Automatic Detection of Choroidal Thickness Using Graph Theory and Directional Curvelet Transform From Normal and Diabetic Retinopathy OCT Images.
Abstract
The segmentation of choroidal layer could guide ophthalmologists in order to diagnose most of the pathologies of the eye like diabetic retinopathy (DR). Manually segmentation of this layer in optical coherence tomography (OCT) images is time-consuming, tiresome and dependent on human errors. To overcome these difficulties in this paper we have introduced new computer aided diagnosis based method for automatic segmentation of this layer.
Methods:
In this study we used curvelet transform, KSVD dictionary learning and Lucy-Richardson algorithm in order to speckle noise removal and enhancement of the OCT images. Then, the graph theory is used to determine the location of the inner choroidal boundary (ICB). In order to find the outer choroidal boundary (OCB), we defined the image histogram in a specific range depend on the average brightness of the image.
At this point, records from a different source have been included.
PR #2536, opened 2026-04-17
feat: Add StructArgs and StrictStructArgs for named query arguments

### LINKED ISSUE #2406: Use a struct for named args

When querying data with pgx, I can quite easily load the data into structs using the various RowTo functions.
However, when inserting data, I have to repeat field names a lot:

```
_, err := c.db.Exec(ctx, `
	INSERT INTO foo (col)
	VALUES (@col)
`, pgx.StrictNamedArgs{
	"col":                 m.Col,
})
```

A feature similar to (Strict)NamedArgs, but instead of passing a map, passing a struct with the appropriate struct tags:

```
type Foo struct {
	Col string `db:"col"`
}

_, err := c.db.Exec(ctx, `
	INSERT INTO foo (col)
	VALUES (@col)
`, pgx.StructArgs(m))
```

None.

**Additional context**

None.

Tubelight30:
Hi
Currently, `NamedArgs` and `StrictNamedArgs` require manually building a map of argument names to values. With this change, callers can pass a struct or pointer to a struct and pgx will derive named arguments from exported fields.
Implementation Features:
- `StructArgs` converts exported struct fields into `NamedArgs`
- `StrictStructArgs` converts exported struct fields into `StrictNamedArgs`
- Field names are taken from the `db` struct tag when present (has options like `db:"name,omitempty";` only the part before the comma is used).
- If no `db` tag is present, falls back to the Go field name.
- Ignores unexported fields.
- Both struct values and pointers to structs are supported.

Design Note:
- embedded structs are intentionally skipped rather than flattened. This keeps the behavior predictable and avoids implicit recursive field expansion.

Example:
```
type Foo struct {
    ID   int    `db:"id"`
    Name string `db:"name,omitempty"`
}

f := Foo{ID:   1,Name: "alice"}
_, err := conn.Exec(ctx,
    "insert into foo (id, name) values (@id, @name)",
    pgx.StructArgs(f),
)
```

Fixes: #2406

### DIFF
--- a/named_args.go
+++ b/named_args.go
@@ -118,20 +118,10 @@ func structArgs(sa any) (map[string]any, error) {
 	return out, nil
 }
 
+// dbTagKey derives the named-argument key for a struct field. Tag parsing matches
+// RowToStructByName* in rows.go (structTagKey, Lookup, comma options, db:"-").
+// Anonymous embedded structs are skipped without flattening (unlike row scanning).
 func dbTagKey(sf reflect.StructField) (key string, ok bool, err error) {
-	tag := sf.Tag.Get("db")
-	if tag == "-" {
-		return "", false, nil
-	}
-
-	if tag != "" {
-		tag, _, _ = strings.Cut(tag, ",")
-		if tag == "" {
-			return "", false, fmt.Errorf("field %s has empty `db` tag", sf.Name)
-		}
-		return tag, true, nil
-	}
-
 	if sf.Anonymous {
 		ft := sf.Type
 		if ft.Kind() == reflect.Pointer {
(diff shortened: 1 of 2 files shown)


named_args.go
```diff
@@ -34,6 +36,115 @@ func (sna StrictNamedArgs) RewriteQuery(ctx context.Context, conn *Conn, sql str
...
+			return nil, fmt.Errorf("duplicate StructArgs key %q", key)
+		}
+
+		out[key] = v.Field(i).Interface()
+	}
+
+	return out, nil
+}
+
+func dbTagKey(sf reflect.StructField) (key string, ok bool, err error) {
```
mxey, line 124: Is there no existing code in the library that does this, since there’s already other uses of struct tags?

Tubelight30: I’m not fully sure yet. I’ll check the existing code for any similar struct-tag handling and get back to you.

Tubelight30: > Is there no existing code in the library that does this, since there’s already other uses of struct tags?

Good catch — I found related logic in `rows.go` and updated my code to follow that style.
I didn’t reuse the `RowToStructByName` logic directly since that logic flattens anonymous embedded structs recursively, while `StructArgs` is meant to stay flat for @ placeholders. Any thoughts on this approach?

mxey: I don’t have an opinion on which behavior is better but I think both should behave the same so the library is consistent.

Tubelight30: That makes sense. My initial thought was that for a simple “named args” helper, recursively flattening might be too complex. I’ll look into whether I should make it behave consistently with the existing logic.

The area between ICB and OCB considered as choroidal layer.
Results:
Our proposed method was evaluated on 60 EDI-OCT (Enhanced Depth Imaging Optical Coherence Tomography) images and by comparing the automatic segmentations with manual segmentations of ophthalmologists the average Dice’s Coefficient was 92.14% ± 3.30%. Also, by applying the latest presented open source algorithm by Mazzaferri et al on our dataset the mean Dice’s Coefficient calculated as 55.75 ± 14.54.
Conclusions:
In both normal eyes and eyes with diabetic retinopathy, we observed a great agreement between the manual segmentations and our automatic segmentations. Also the choroid was thinner in eyes with diabetic retinopathy. The experimental results show significant superiority of our proposed method over the proposed algorithm by Mazzaferri et al. Automatic segmentation of choroidal layer could also be useful for large-scale quantitative studies of the choroid.